§ **TASK STATEMENT**
Leave out the lines before the one with "RUN apk add --no-cache git"; output that line and all remaining lines of the records exactly.

§ **EXERCISE INPUT**

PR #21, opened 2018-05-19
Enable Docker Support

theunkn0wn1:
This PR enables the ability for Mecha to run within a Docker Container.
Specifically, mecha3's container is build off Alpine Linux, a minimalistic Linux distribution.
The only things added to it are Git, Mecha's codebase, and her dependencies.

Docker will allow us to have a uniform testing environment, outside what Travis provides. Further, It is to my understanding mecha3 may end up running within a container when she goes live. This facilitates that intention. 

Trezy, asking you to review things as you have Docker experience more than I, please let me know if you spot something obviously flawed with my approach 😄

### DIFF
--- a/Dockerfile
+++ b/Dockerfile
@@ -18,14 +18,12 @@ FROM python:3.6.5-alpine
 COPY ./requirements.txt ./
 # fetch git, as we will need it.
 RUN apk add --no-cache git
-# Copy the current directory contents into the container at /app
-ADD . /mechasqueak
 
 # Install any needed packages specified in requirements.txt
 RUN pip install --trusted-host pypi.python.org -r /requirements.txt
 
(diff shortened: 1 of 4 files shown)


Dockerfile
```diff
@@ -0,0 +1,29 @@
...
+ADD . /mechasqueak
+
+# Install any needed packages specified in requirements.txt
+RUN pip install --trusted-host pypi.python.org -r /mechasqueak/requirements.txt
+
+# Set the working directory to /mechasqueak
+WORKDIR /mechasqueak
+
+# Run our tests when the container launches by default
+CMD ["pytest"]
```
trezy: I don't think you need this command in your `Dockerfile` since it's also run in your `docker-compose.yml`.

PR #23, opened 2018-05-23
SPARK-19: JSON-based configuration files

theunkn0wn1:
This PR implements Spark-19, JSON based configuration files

§ **THE COMPLETED TASK**
 RUN apk add --no-cache git
-# Copy the current directory contents into the container at /app
-ADD . /mechasqueak
 
 # Install any needed packages specified in requirements.txt
 RUN pip install --trusted-host pypi.python.org -r /requirements.txt
 
(diff shortened: 1 of 4 files shown)


Dockerfile
```diff
@@ -0,0 +1,29 @@
...
+ADD . /mechasqueak
+
+# Install any needed packages specified in requirements.txt
+RUN pip install --trusted-host pypi.python.org -r /mechasqueak/requirements.txt
+
+# Set the working directory to /mechasqueak
+WORKDIR /mechasqueak
+
+# Run our tests when the container launches by default
+CMD ["pytest"]
```
trezy: I don't think you need this command in your `Dockerfile` since it's also run in your `docker-compose.yml`.

PR #23, opened 2018-05-23
SPARK-19: JSON-based configuration files

theunkn0wn1:
This PR implements Spark-19, JSON based configuration files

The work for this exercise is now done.